Rapper NBA YoungBoy performs in Atlanta, Georgia, in November 2018. (Paras Griffin/Getty Images)
“I want to thank President Trump for granting me a pardon and for giving me the opportunity to keep building — as a man, as a father, and as an artist,” Gaulden, whose stage moniker stands for “Never Broke Again,” wrote on his Instagram. “This moment means a lot.”
“It opens the door to a future I’ve worked hard for and I am fully prepared to step into this,” Gaulden added.

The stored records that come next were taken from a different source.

Issue #2277, opened 2025-02-26
Improve the PML placement in mode solver


e-g-melo:
# Current

When we set the PML in mode solver, it is placed within the simulation plane. For example, here `num_pml = [7, 12]`.

<img width="343" alt="image" src="https://github.com/user-attachments/assets/25db832b-95b4-464b-9205-00dbac190e61" />

So, if the user sets a large number of PML layers, for example `num_pml = [7, 20]`, we can have situations like this:

<img width="343" alt="image" src="https://github.com/user-attachments/assets/a5e18003-f790-46b5-a2fa-45dc393d1bd3" />

Users would not expect it, and if they don't know how the PML is placed, they might have issues with the results.

# Requirement
Place the PML surrounding the mode plane. For example:

<img width="343" alt="image" src="https://github.com/user-attachments/assets/01a95960-9fc7-4fa5-b715-c69bccd78910" />

caseyflex:
Thanks @e-g-melo, I think we need to discuss exactly how to handle this, but it would be good to unify BoundarySpec PML with ModeSpec num_pml, in ModeMonitors / ModeSolver and in ModeSimulation.

One option is to add a 2D mode_boundary_spec field to ModeMonitor, ModeSolver, and ModeSimulation. This might be better than adding it to ModeSpec because it modifies the actual geometry and grid. This field would be treated in the mode solver like the boundary_spec pml - extend the simulation and grid (assuming structures extend into it), then superimpose PML on the new region.

If a ModeMonitor doesn’t extend across the entire FDTD simulation, would the resulting grid in the PML region of the ModeMonitor agree with the grid in the surrounding region of the FDTD simulation?

Of course not all boundary types would be supported - just PEC and PML I think.

Then we could deprecate num_pml, add an option “auto” to just use the mode_boundary_spec pml (maybe as default), and keep manual num_pml for backwards compatibility.

There are a lot of different use cases here to consider, as well as implementation subtleties.

e-g-melo:
@caseyflex, these are all good points.

Maybe the ModeMonitor, ModeSolverMonitor (and ModeSource?) would be the most critical cases. I think we should not perturb the FDTD simulation grid because it would be difficult for users to understand why the grid changes when they add a monitor at another position. 

So that could mean we need to agree with the surrounding grid or create a kind of "artificial" PML grid surrounding the mode plane only when calculating the modes.

[...]

PR #2320, opened 2025-03-14
Warn when mode solver pml covers a significant portion of the mode plane

caseyflex:
Partially addresses this issue:

https://github.com/flexcompute/tidy3d/issues/2277

Adds a warning when the PML covers a significant portion of the mode plane, and makes it easy to get the mode PML thickness (e.g. for GUI plotting).

Doesn't change the mode PML behavior, API, or plotting.

### DIFF
--- a/tests/test_components/test_simulation.py
+++ b/tests/test_components/test_simulation.py
@@ -14,6 +14,7 @@ from tidy3d.components import simulation
 from tidy3d.components.scene import MAX_GEOMETRY_COUNT, MAX_NUM_MEDIUMS
 from tidy3d.components.simulation import MAX_NUM_SOURCES
 from tidy3d.exceptions import SetupError, Tidy3dError, Tidy3dKeyError
+from tidy3d.plugins.mode import ModeSolver
 
 from ..utils import (
     SIM_FULL,
@@ -2749,7 +2750,11 @@ def test_sim_subsection(unstructured, nz):
     sim_red = SIM_FULL.subsection(
         region=region, boundary_spec=td.BoundarySpec.all_sides(td.Periodic())
     )
-    sim_red = SIM_FULL.subsection(region=region, sources=[], grid_spec=td.GridSpec.uniform(dl=20))
+    sim_red = SIM_FULL.subsection(
+        region=region,
+        sources=[],
+        grid_spec=td.GridSpec.uniform(dl=20),
+    )
     assert len(sim_red.sources) == 0
     sim_red = SIM_FULL.subsection(region=region, monitors=[])
     assert len(sim_red.monitors) == 0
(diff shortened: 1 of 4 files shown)


tests/test_components/test_simulation.py
```diff
@@ -2543,7 +2544,12 @@ def test_sim_subsection(unstructured, nz):
     sim_red = SIM_FULL.subsection(
         region=region, boundary_spec=td.BoundarySpec.all_sides(td.Periodic())
     )
-    sim_red = SIM_FULL.subsection(region=region, sources=[], grid_spec=td.GridSpec.uniform(dl=20))
```
caseyflex, line 2752: @dbochkov-flexcompute I saw from git blame that you wrote this originally, so I wanted to check with you if it's ok to change it, or if I'm missing something about simulation subsection. I removed the mode monitors in the subsection call in this test. When checking these mode monitors to warn if the pml was too large, the `ModeSolver._grid_snapped` was generated (just to get the exact size). But this was erroring in `Grid.snap_to_box_zero_dim` because the mode monitor was completely outside of the simulation subsection.

```
tests/test_components/test_simulation.py:2547: 
_ _ _ _ _ _ _ _ _ _ _ _ _ _ _ _ _ _ _ _ _ _ _ _ _ _ _ _ _ _ _ _ _ _ _ _ _ _ _ _ _ _ _ _ _ _
tidy3d/components/simulation.py:1786: in subsection
    return self.updated_copy(**new_sim_dict, deep=deep_copy)
tidy3d/components/base.py:248: in updated_copy
    return self._updated_copy(**kwargs, deep=deep, validate=validate)
tidy3d/components/base.py:293: in _updated_copy
    return self.copy(update=kwargs, deep=deep, validate=validate)
tidy3d/components/base.py:225: in copy
    return self.validate(new_copy.dict())
/home/casey/virtualenvs/tidy3d/lib/python3.12/site-packages/pydantic/v1/main.py:711: in validate
    return cls(**value)
tidy3d/components/base.py:148: in __init__
    self._post_init_validators()
tidy3d/components/simulation.py:3534: in _post_init_validators
    self._warn_mode_object_pml()
tidy3d/components/simulation.py:3543: in _warn_mode_object_pml
    ModeSolver._warn_thick_pml(
tidy3d/components/mode/mode_solver.py:225: in _warn_thick_pml
    size_no_pml = cls._mode_plane_size_no_pml(
tidy3d/components/mode/mode_solver.py:2259: in _mode_plane_size_no_pml
    pml_thickness = cls._pml_thickness(simulation=simulation, plane=plane, mode_spec=mode_spec)
tidy3d/components/mode/mode_solver.py:2214: in _pml_thickness
    grid_snapped = cls._grid_snapped(simulation=simulation, plane=plane)
tidy3d/components/mode/mode_solver.py:407: in _grid_snapped
    return simulation._snap_zero_dim(grid_snapped)
tidy3d/components/simulation.py:1188: in _snap_zero_dim
    return grid.snap_to_box_zero_dim(Box(center=self.center, size=size_snapped))


E                   ValueError: Cannot snap grid to box center outside of grid domain.
```

@momchil-flex fyi

caseyflex:
@momchil-flex fyi. You mentioned changing the plotting for mode monitors and mode sources to show the mode pml. I didn't include this here because I wasn't sure about it -- it would clutter the plotting, and maybe it's not that critical most of the time? But we could consider including that or unifying the plotting between the `ModeSolver` and the mode objects in FDTD simulations (currently `ModeSolver` shows the pml while FDTD mode objects do not). It would be easy to include in this PR if we decide to make that plotting change.

tests/test_components/test_simulation.py
dbochkov-flexcompute: If the user sets up a mode solver monitor and places it outside of simulation box from the beginning (without invoking subsection function), will it error in the same way?

caseyflex: Thanks Daniil.

No, in that case the error is more helpful, that the monitor is outside the simulation domain. Here, there is a grid subtlety, the simulation subsection is at .02 while the mode monitor grid is at 0 in its normal direction. Do you think it is an error in `Simulation.subsection` or something introduced by this PR? Either way I'll take a closer look tomorrow.

caseyflex: I think I tracked down the issue, this is resolved now, I'll comment separately on the relevant code

yaugenst-flex (approved):
Thanks @caseyflex looks good to me! We really need a config though for these globals... 😄

tidy3d/components/mode/mode_solver.py
```diff
@@ -353,8 +392,22 @@ def _get_data_with_group_index(self) -> ModeSolverData:
...
+    @classmethod
+    def _grid_snapped(cls, simulation: Simulation, plane: Box) -> Grid:
+        """The solver grid snapped to the plane normal and to simulation 0-sized dims if any."""
+        solver_grid = cls._get_solver_grid(
+            simulation=simulation,
+            plane=plane,
+            keep_additional_layers=False,
+            truncate_symmetry=True,
+        )
+        # snap to plane center along normal direction
```
caseyflex, line 410: @momchil-flex @dbochkov-flexcompute  fyi

I tracked down the issue to this PR:
https://github.com/flexcompute/tidy3d/pull/851

It's pretty minor but it comes up when the simulation only has one grid cell in a direction and has a different center than the mode plane. Before that PR, the normal dim was snapped to mode plane and 0 size tangential dims were snapped to simulation. After that PR, the normal dim was snapped to mode plane and all 0 size dims (including normal dim) were snapped to simulation.

tidy3d/components/mode/mode_solver.py
```diff
@@ -2131,12 +2190,82 @@ def plot_grid(
...
+        """
+        # Get the mode plane normal axis, center, and limits.
+        _, _, _, t_axes = cls._center_and_lims(simulation=simulation, plane=plane)
+
+        solver_symmetry = cls._solver_symmetry(simulation=simulation, plane=plane)
+        grid_snapped = cls._grid_snapped(simulation=simulation, plane=plane)
+
+        # Mode plane grid.
+        plane_grid = grid_snapped.boundaries.to_list
+        coord_0 = plane_grid[t_axes[0]]
```
caseyflex, line 2215: @e-g-melo I modified this logic a bit to handle some edge cases where the simulation is small in a tangential direction. I changed `centers -> boundaries` in plane_grid, removed the `[1:-1]` from `coord_0` and `coord_1`, and upper bounded `num_pml_0` by `len(coord_0) - 1` and likewise for `num_pml_1`. It should only affect the plotting and this new warning. Let me know if you think this change is OK.

caseyflex: @e-g-melo here is the PR where you added this function:
https://github.com/flexcompute/tidy3d/issues/1397

caseyflex:
@e-g-melo can we merge this?

e-g-melo (approved):
Hi @caseyflex! Thanks for this work!

I am ok with the changes to plotting. 

After trying it, I suggest reducing that threshold to 50% of the mode plane.

momchil-flex:
Sorry, one thing this is making me think about is that e.g. in RF CPW simulations, the mesh could be much much finer around the waveguide than at the outer edges of the mode plane. So while the *physical* area of the PML may appear large, there is no problem because the majority of the grid *cells* are outside of PML. I feel like generally checking on the grid points level rather than physical area might be better?

caseyflex:
@momchil-flex I reworked it so the warning is now based on num_cells (although the area functions are still available if needed)

momchil-flex (approved):
Looks good!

Gaulden was released from federal prison in March and sent to home confinement after receiving credit for time served, his attorney Drew Findling told the Associated Press. With home confinement finished last month, the pardon means he won’t have to follow the terms of his probation, including drug testing, he said.
The rapper has acknowledged that he possessed a Glock 21 .45-caliber pistol and a Masterpiece Arms MPA30T 9mm handgun while filming a rap video in Baton Rouge. He has also said he had a Sig Sauer 9mm semi-automatic pistol at his home in Huntsville, Utah. He had agreed to give up the guns.
NBA YoungBoy performs at the Lil’ WeezyAna Fest at Champions Square in August 2017 in New Orleans. (Amy Harris/Invision/AP, File)
Gaulden had previously been convicted in Louisiana of aggravated assault with a firearm. He had also pleaded guilty in November to his role in a prescription drug fraud ring that operated out of his home in Utah. He had to pay a $25,000 fine and was given no prison time.